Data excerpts
PR #16, opened 2025-10-31
Fix filename typo in logs.py

estuart:
in logs.py this line has a typo:

`audit_log_path = "/var/log/audit/audilog"`

needs to be:

`audit_log_path = "/var/log/audit/audit.log"`


samdoran:
Thanks! That's a bad copy/replace.

PR #17, opened 2025-10-31
Convert _execute_tool to a decorator

subpop:
I'm trying to iteratively replace the audit and logging machinery while preserving functionality. This PR removes the `AuditContext` context manager and adds a `audit_tool` decorator. It doesn't really *change* anything except the usage pattern. Maybe this can get us one step closer to cleaning out some of the extra layers of abstraction?

### DIFF
--- a/src/linux_mcp_server/audit.py
+++ b/src/linux_mcp_server/audit.py
@@ -59,39 +59,6 @@ def sanitize_parameters(params: dict[str, t.Any]) -> dict[str, t.Any]:
     return sanitized
 
 
-@contextmanager
-def AuditContext(**extra_fields):
-    """
-    Context manager for adding extra fields to all log records.
-
-    Usage:
-        with AuditContext(tool="list_services", host="server1.com") as logger:
-            logger.info("Starting operation")
-
-    Args:
-        **extra_fields: Additional fields to add to log records
-
-    Yields:
-        Logger with extra fields
-    """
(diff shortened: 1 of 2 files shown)


src/linux_mcp_server/audit.py
```diff
@@ -288,3 +257,46 @@ def log_operation(operation: str, message: str, level: int = logging.INFO, **con
...
+                return result
+
+            except Exception as e:
+                duration = time.time() - start_time
+                log_tool_complete(tool_name, status="error", duration=duration, error=str(e))
+                raise
+
+        return wrapper
+
+    return decorator
```
samdoran, line 302: In order to avoid the need to use `()` when using as a decorator and accept parameters to the decorator, add a parameter to the outermost definition (`/` makes items before that positional only), check what was passed to the decorator function to determine what to return.

```python
def audit_tool(function=None, /):
...
```

```suggestion
        return wrapper
    if callable(function):
        return decorator(function)
        
    return decorator
```

samdoran: If the decorator function doesn't need to accept arguments, then you can remove the inner `decorator` definition. But it's helpful in cases where you want to be able to use the decorator both with and without arguments.

samdoran:
I fixed the type test failure but you need to rebase or push another commit in order to run the test with merged with the latest upstream commits.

## How to complete this task
Every line that holds the string "opened" must be copied from the records above.

## Answer space
PR #16, opened 2025-10-31
PR #17, opened 2025-10-31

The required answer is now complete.